What’s interesting about this decline is how Romeo has always fancied himself existing in something of a bubble, distinct from, and certainly superior to, his contemporaries, who are so astute at bending the system and its rules to their advantage. But, as nicely captured by the mystery brick that comes hurtling through his window in the film’s opening, this insularity is but an illusion—he can’t escape his surroundings, or his own complicity in perpetuating the state they are in. For all his grumbling and grouching about how awful things are in Romania, that his daughter won’t be able to “handle life here”, it turns out Romeo knows just where to 

turn, and can grease hands and pull strings with the best of them when the time comes, making him not just a part of, but in a position of privilege, within the same corrupt system he so vocally disdains and wants to shield Eliza from. 

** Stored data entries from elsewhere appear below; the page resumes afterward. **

Issue #2333, opened 2015-01-26
serial redirect not work


fedsed:
Version freerdp of 26.01.2015.
Run xfreerdp +clipboard /seria:COM2,/dev/ttyUSB0 /v:server
Through the command 'change port' serial port redirect.
Run a program which does the following actions:
<20150126105130.649 SYS>
COM port is opened
<20150126105130.649 SYS>
Set timeouts: ReadInterval=-1, ReadTotalTimeoutMultiplier=0, ReadTotalTimeoutConstant=0, WriteTotalTimeoutMultiplier=5, WriteTotalTimeoutConstant=50
<20150126105130.649 SYS>
Baud rate 38400
<20150126105130.665 SYS>
RTS on
<20150126105130.665 SYS>
DTR on
<20150126105130.665 SYS>
Data bits=8, Stop bits=1, Parity=None
<20150126105130.665 SYS>
Set chars: Eof=0x00, Error=0x00, Break=0x00, Event=0x00, Xon=0x00, Xoff=0x00
<20150126105130.665 SYS>
Handflow: ControlHandShake=(DTR_CONTROL), FlowReplace=(TRANSMIT_TOGGLE, RTS_CONTROL), XonLimit=0, XoffLimit=0
<20150126105130.665 SYS>
Baud rate 9600
<20150126105130.665 SYS>
RTS off
<20150126105130.665 SYS>
DTR on
<20150126105130.680 SYS>
Data bits=8, Stop bits=1, Parity=None
<20150126105130.680 SYS>
Set chars: Eof=0x00, Error=0x00, Break=0x00, Event=0x00, Xon=0x00, Xoff=0x00
<20150126105130.680 SYS>
Handflow: ControlHandShake=(DTR_CONTROL), FlowReplace=(), XonLimit=0, XoffLimit=0
<20150126105130.883 SYS>
Purge the serial port: TXCLEAR
<20150126105130.883 TX>
<SI>
<20150126105131.087 SYS>
Baud rate 115200
<20150126105131.087 SYS>
RTS off
<20150126105131.087 SYS>
DTR on
<20150126105131.087 SYS>
Data bits=8, Stop bits=1, Parity=None
<20150126105131.087 SYS>
Set chars: Eof=0x00, Error=0x00, Break=0x00, Event=0x00, Xon=0x00, Xoff=0x00
<20150126105131.087 SYS>
[...]

PR #2367, opened 2015-02-06
fixed: serial redirect not work #2333 

eledoux:
fixed: serial redirect not work #2333

Two fixes:
1. xfreerdp doesn't hang anymore on session's Sign Out when a COM port is redirected. This was due to TerminateThread() which was never returning (TeminateThread() in only used by serial_main.c as of today).

2. Fixed how to use select() without a timeout.

One change:

1. Made SerialDriverSerialSys the default underlying 'driver' instead of the more restrictive SerialDriverSerCx2Sys.


awakecoding:
@freerdp-bot test.

PR #2371, opened 2015-02-09
winpr/process: handle PIDs <= 0 in TerminateProcess

bmiklautz:
TerminateProcess shouldn't call kill if the PID is <=0 because this has
unwanted effects (and is not what TerminateProcess should do):

* with PID == 0 any process in the same process group gets the signal
  sent
* with PID == -1 *every* processes that the running users has
  permissions to gets the signal sent
* with PID < -1 the process within the same process group and -PID gets
  the signal send

For more details see kill(2).


bmiklautz:
@freerdp-bot test.

bmiklautz:
@freerdp-bot test.

MartinHaimberger:
+1

nfedera:
+1

PR #2374, opened 2015-02-09
Apply correct exit code to xfreerdp application for certain log offs

bjcollins:
When the user logs off of certain OSs(ie. Windows 2008 R2) then the disconnect reason was being incorrectly treated as an unknown exit code. This change allows the correct exit code to be passed from the application in these cases.


bmiklautz:
@freerdp-bot test.

PR #2377, opened 2015-02-10
wtsapi: add TestWtsApiExtra

bmiklautz:
wtsapi: add TestWtsApiExtra

Move wtsapi tests that only make sense when run within a session
("interactive") to TestWtsApiExtra since they either brake automated
builds or don't make sense if the return value isn't checked.

TestWtsApiExtra is not build by default but can be enabled by specifying
-DTESTS_WTSAPI_EXTRA=ON (this option is only available if BUILD_TESTING
is enabled).

The tests set the ctest label WTSAPI_EXTRA and can therefore also
be run explicitly with ctest -L WTSAPI_EXTRA.


hardening:
+1

PR #2392, opened 2015-02-12
winpr: stream ctest and missing read/peek types

nfedera:
- reworked stream.h defines to avoid multiple copies of the same code
- added missing types for Stream_Peek Stream_Read
- added an initial CTest for Stream


bmiklautz:
Really nice! Especially that you added tests \o/
+1

hardening:
+1

PR #2398, opened 2015-02-13
Fix the command line argument array setup for decorations flag

bjcollins:
The initial value was set for the wrong field in the structure. The decorations is correctly initialized to on

anyways, but this corrects the formatting for the array element.


bmiklautz:
@freerdp-bot test.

Mungiu’s portrayal of this corruption as a condition of moral decay is wrapped in nuance: much as in reality, there are no clear “good” or “bad” guys here, just people who have learned to survive, and in some cases flourish, in an environment characterised by ineffectual institutions and lack of formal checks and balances, creating an in-built impetus, and more than enough opportunity, for such practices. And while the depiction is heavily grounded in regional particulars, it can also be made to apply to other contexts, including that of Nepal. Indeed, the cronyism and bureaucratic indifference on display in Bacalaureat, the casual manner in which unsavoury deals are made in broad daylight, and the normalisation of the link between such deals and gettingany job, done—“the result is all that matters,” Romeo tells his wife when he senses her wavering on their plans for Eliza, for instance—often hit exceedingly close to home for this viewer. 

In terms of visuals, Bacalaureat relies on the same pared-down, subtle style that marked Mungiu’s earlier films, encompassing bleak, desolate landscapes bathed in an unsaturated palette, and demonstrating a penchant for often-excruciating long takes that significantly up the intensity of scenes. There is no musical score to speak of either, leaving us to contend with other, more natural sounds—stray dogs saunter in and out of the frame, their barking frequently intruding on conversations, and phones are constantly ringing in the background, and not always being picked up—all serving to crucially communicate the sense of disorder imbued in the daily routines of these characters. Bacalaureat, then, stakes more on believability than glamour—a memo extended to the cast as well, who are pitch-perfect, not least Titieni, looking and acting like someone you could have just picked out from a crowd, completely, remarkably ordinary. German-Romanian Dragus is also terrific as the enigmatic daughter whose feelings and motivations never quite snap clearly into view, even until the very end.

Mungiu’s newest might not be as impactful as some of his best work, but it’s a masterpiece all the same, a thought-provoking, assiduously true-to-life morality drama that will stay with you long after.